*Exercise objective:* With nothing omitted, transcribe the entries exactly as written.

*Available records:*
PR #481, opened 2025-11-18
Fix cluster map bugs

boda26:
Fix cluster map bugs
1. GetRandomReplicaPerShard: return one random replica per shard for ForceReplica in search
2. Fix the bug of NodeInfo, now node.is_local is true only for the local node instead of shard


src/commands/commands.cc
```diff
@@ -135,7 +135,9 @@ absl::Status QueryCommand::Execute(ValkeyModuleCtx *ctx,
       ValkeySearch::Instance().GetOrRefreshClusterMap(ctx);
       auto search_targets =
           ForceReplicasOnly.GetValue()
-              ? ValkeySearch::Instance().GetClusterMap()->GetReplicaTargets()
+              ? ValkeySearch::Instance()
```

*Solved problem:*
PR #481, opened 2025-11-18
Fix cluster map bugs

boda26:
Fix cluster map bugs
1. GetRandomReplicaPerShard: return one random replica per shard for ForceReplica in search
2. Fix the bug of NodeInfo, now node.is_local is true only for the local node instead of shard


src/commands/commands.cc
```diff
@@ -135,7 +135,9 @@ absl::Status QueryCommand::Execute(ValkeyModuleCtx *ctx,
       ValkeySearch::Instance().GetOrRefreshClusterMap(ctx);
       auto search_targets =
           ForceReplicasOnly.GetValue()
-              ? ValkeySearch::Instance().GetClusterMap()->GetReplicaTargets()
+              ? ValkeySearch::Instance()
```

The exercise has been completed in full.